> [Action item] Before doing anything else, copy the entries below exactly.

> [Records for this exercise]
PR #7160, opened 2021-09-08
Fixed FixSharingPermissions upgradestep.

phgross:
Avoid workflow update for all documents.

During the SG testrun I realized that the upgrade step `FixSharingPermissions`, which intends to update only the inbox and private documents, updates the workflow for all documents. Which would make the upgrade step unnecessarily longer. 

The reason is how the ftw.upgrades `WorkflowSecurityUpdater` works. It fetches the types for the given workflows (https://github.com/4teamwork/ftw.upgrade/blob/master/ftw/upgrade/workflow.py#L179) and queries all those types. Because we use a placeful workflow for inbox_documents and private_documents, the type `opengever.document.document` is queried and we update all documents.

> [Task result]
PR #7160, opened 2021-09-08
Fixed FixSharingPermissions upgradestep.

phgross:
Avoid workflow update for all documents.

During the SG testrun I realized that the upgrade step `FixSharingPermissions`, which intends to update only the inbox and private documents, updates the workflow for all documents. Which would make the upgrade step unnecessarily longer. 

The reason is how the ftw.upgrades `WorkflowSecurityUpdater` works. It fetches the types for the given workflows (https://github.com/4teamwork/ftw.upgrade/blob/master/ftw/upgrade/workflow.py#L179) and queries all those types. Because we use a placeful workflow for inbox_documents and private_documents, the type `opengever.document.document` is queried and we update all documents.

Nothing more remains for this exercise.